▶ [Task goal]
Among the entries, find each line that includes the string "Boundary" and list it.

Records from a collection
PR #436, opened 2023-08-29
RangeCoverage errors on datetime columns in DiagnosticReport

### LINKED ISSUE #431: RangeCoverage errors on datetime columns in DiagnosticReport
### Environment Details

* SDMetrics version: diagnostic-report-properties branch
* Python version: Any 
* Operating System: Any

### Error Description

When running the `DiagnosticReport`, datetime columns return an error for the `RangeCoverage` metric.

<div style="color: rgb(33, 33, 33); font-family: Roboto, Noto, sans-serif; font-size: 14px; font-style: normal; font-variant-ligatures: normal; font-variant-caps: normal; font-weight: 400; letter-spacing: normal; orphans: 2; text-align: start; text-indent: 0px; text-transform: none; widows: 2; word-spacing: 0px; -webkit-text-stroke-width: 0px; white-space: normal; background-color: rgb(255, 255, 255); text-decoration-thickness: initial; text-decoration-style: initial; text-decoration-color: initial;">

Column | Metric | Score | Error
-- | -- | -- | --
has_rewards | CategoryCoverage | 1.000000 | None
room_type | CategoryCoverage | 1.000000 | None
amenities_fee | RangeCoverage | 1.000000 | None
checkin_date | RangeCoverage | NaN | TypeError: unsupported operand type(s) for -: ...
checkout_date | RangeCoverage | NaN | TypeError: '<=' not supported between instance...
room_rate | RangeCoverage | 0.466742 | None

</div><br class="Apple-interchange-newline">

### Steps to reproduce

```python
from sdv.multi_table import HMASynthesizer

data, metadata = download_demo('multi_table', 'fake_hotels')
synth = HMASynthesizer(metadata)
synth.fit(data)
synthetic_data = synth.sample(len(data))

report = DiagnosticReport()
report.generate(data, synthetic_data, metadata.to_dict(), verbose=True)

report.get_details('Coverage', 'guests')
```

### Additional Context

- If the metadata says a column is datetime, but it is represented as a string, we should try to convert it to pd.datetime using the provided format in the report, and pass the converted column to all the metrics. If it can't be converted to a datetime object either because the format isn't provided or it just won't work, then we can just pass the column as is.

frances-h:
Resolve #431


tests/unit/reports/multi_table/test_multi_table_diagnostic_report.py
```diff
@@ -23,6 +23,61 @@ def test___init__(self):
         assert report._metric_averages == {}
         assert report._results == {}
 
+    @patch('sdmetrics.reports.multi_table.diagnostic_report.convert_datetime_columns')
+    def test__convert_datetimes(self, convert_datetime_mock):
+        """Test that ``_convert_datetimes`` tries to convert datetime columns."""
+        real_datetimes = pd.to_datetime(['2000-01-01', '2023-01-01', '2010-05-06'])
```
fealho, line 29: Missing # Setup

sdmetrics/reports/multi_table/diagnostic_report.py
```diff
@@ -73,6 +73,28 @@ def _print_results(self, out=sys.stdout):
         print_results_for_level(out, self._results, 'WARNING')
         print_results_for_level(out, self._results, 'DANGER')
 
+    def _convert_datetimes(self, real_data, synthetic_data, metadata):
```
fealho, line 76: I'd move this one to utils as well, and just call the single table `_convert_datetimes` for each table, so we avoid duplicated code.

fealho (commented):
Pretty good, just 1 small suggestion.

fealho (approved):
Thanks for addressing 👍

frances-h:
@fealho I realized that we probably want to convert datetimes across all reports, not just the `DiagnosticReport` so I moved it back into the `BaseReport`.

sdmetrics/reports/base_report.py
```diff
@@ -57,6 +59,28 @@ def validate(self, real_data, synthetic_data, metadata):
...
+        """
+        for column, col_meta in metadata['columns'].items():
+            if col_meta['sdtype'] == 'datetime':
+                real_col = real_data[column]
+                synth_col = synthetic_data[column]
+                try:
+                    converted_cols = convert_datetime_columns(real_col, synth_col, col_meta)
+                    real_data[column], synthetic_data[column] = converted_cols
+                except Exception:
+                    continue
```
pvk-developer, line 82: I believe that recently we decided to stop using `staticmethods` on classes, I would encourage to move this to a utility function and call it when needed.

sdmetrics/reports/multi_table/base_multi_table_report.py
```diff
@@ -47,6 +47,21 @@ def _check_table_names(self, table_name):
...
+        Args:
+            real_data (pandas.DataFrame):
+                The real data.
+            synthetic_data (pandas.DataFrame):
+                The synthetic data.
+            metadata (dict):
+                The metadata, which contains each column's data type as well as relationships.
+        """
+        for table, table_metadata in metadata['tables'].items():
+            BaseReport.convert_datetimes(real_data[table], synthetic_data[table], table_metadata)
```
pvk-developer, line 63: Instead of calling the base class static method use the utility function

pvk-developer (changes requested):

pvk-developer (approved):

sdmetrics/reports/base_report.py
pvk-developer: Oh I see now, feel free to merge 👍🏻

PR #437, opened 2023-08-30
Always show `Table` column in `get_details`

### LINKED ISSUE #429: Always show the `Table` column in `get_details`
### Environment Details
* SDMetrics version: In dev (`diagnostic-report-properties` branch)
* Python version: 3.10
* Operating System: Linux (Colab)

### Description
In a multi-table diagnostic report, the `table_name` parameter is optional when getting details. In the case where I don't provide a table name, the returned column (`Table`) is helpful in showing me which table the results are for.

In the case where I _do_ provide a table name, then we can keep the `Table` column for consistency's sake. (Even if it's always constant.) 

### Steps to reproduce

```python

report = DiagnosticReport()
report.get_details(property_name='Boundary', table_name='users')
```

Output: There is no column labeled `Table`
image

frances-h:
Resolve #429


amontanez24 (approved):
:shipit:

fealho (approved):

PR #438, opened 2023-08-31
Diagnostic explanations should not repeat if I generate multiple times

### LINKED ISSUE #430: Diagnostic explanations should not repeat if I generate multiple times
### Environment Details
* SDMetrics version: In dev (`diagnostic-report-properties` branch)
* Python version: 3.10
* Operating System: Linux (Colab)

### Error Description
If I generate the same DiagnosticReport object multiple times, the printed out results repeat and accumulate during every run. We should make sure they are cleared every time we start to generate.

### Steps to reproduce

This is just a toy example I was working with.

```python
import pandas as pd
from sdmetrics.reports.single_table import DiagnosticReport

my_data = pd.DataFrame(data={
    'A': ['a', 'b', 'c'],
    'B': ['e', 'f', 'f']
})

my_data2 = pd.DataFrame(data={
    'A': ['b', 'c', 'a'],
    'B': ['f', 'f', 'e']
})

metadata = {
    'columns': {
      'A': { 'sdtype':  'address' },
      'B': { 'sdtype': 'phone_number'}
    }
}

report = DiagnosticReport()
report.generate(my_data, my_data2, metadata, verbose=False)
report.generate(my_data, my_data2, metadata)
```

Output (See how the DANGER message is repeating)
```
Generating report ...
(1/3) Evaluating Coverage: : 100%|██████████| 2/2 [00:00<00:00, 217.24it/s]
(2/3) Evaluating Boundary: : 100%|██████████| 2/2 [00:00<00:00, 199.55it/s]
(3/3) Evaluating Synthesis: : 100%|██████████| 1/1 [00:00<00:00,  7.56it/s]

Diagnostic Results:

DANGER:
x More than 50% of the synthetic rows are copies of the real data
x More than 50% of the synthetic rows are copies of the real data
```

amontanez24:
resolves #430 

This PR makes a few structural changes. The problem is that there needed to be a `MultiTableBaseReport` because the method signatures are different for a lot of the methods. So inheritance based on the number of tables made sense. However, the displaying/printing of results was the same for report types. In other words, both `multi_table.DiagnosticReport` and `single_table.DiagnosticReport` print the exact same way. Same thing for the quality reports. To handle this, a lot of the duplicate code was moved into the [utils.py](https://github.com/sdv-dev/SDMetrics/blob/577aab63f3a029ae387ac3c00a878a66cf819006/sdmetrics/reports/utils.py#L829). This was awkward because it had utility functions actually changing the objects themselves.

The root cause of the problem in this issue is that we wanted to generate the details in a diagnostic report even if `verbose` was False, but we only wanted to print it if it was True. Since the code for generating the details was put in the printing function for reusability, it created some strange dependencies. The code was calling the [_generate_details ](https://github.com/sdv-dev/SDMetrics/blob/577aab63f3a029ae387ac3c00a878a66cf819006/sdmetrics/reports/utils.py#L829) method twice in the case where `verbose` was True. To not rerun code, the following lines were added
https://github.com/sdv-dev/SDMetrics/blob/577aab63f3a029ae387ac3c00a878a66cf819006/sdmetrics/reports/utils.py#L831-L834
The problem is that they prevented the details from clearing whenever the method was called more than once consecutively.

To resolve this issue and the awkward dependencies I proposed moving all of the printing functionality to a class called a `ResultsHandler`. Each report points to the type of `ResultsHandler` it needs and that class handles all the printing. It allows for the code to be reused without having external files modify attributes of other class objects. This could also have been achieved using a mixin but I thought this was simpler.

Additionally, this PR 
- Renames some test files to match the actual file names
- Makes the `_details` attribute of the single table property's public to match the multi table properties.


frances-h (approved):
Looks good!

▶ [Answer area]
report.get_details(property_name='Boundary', table_name='users')
(2/3) Evaluating Boundary: : 100%|██████████| 2/2 [00:00<00:00, 199.55it/s]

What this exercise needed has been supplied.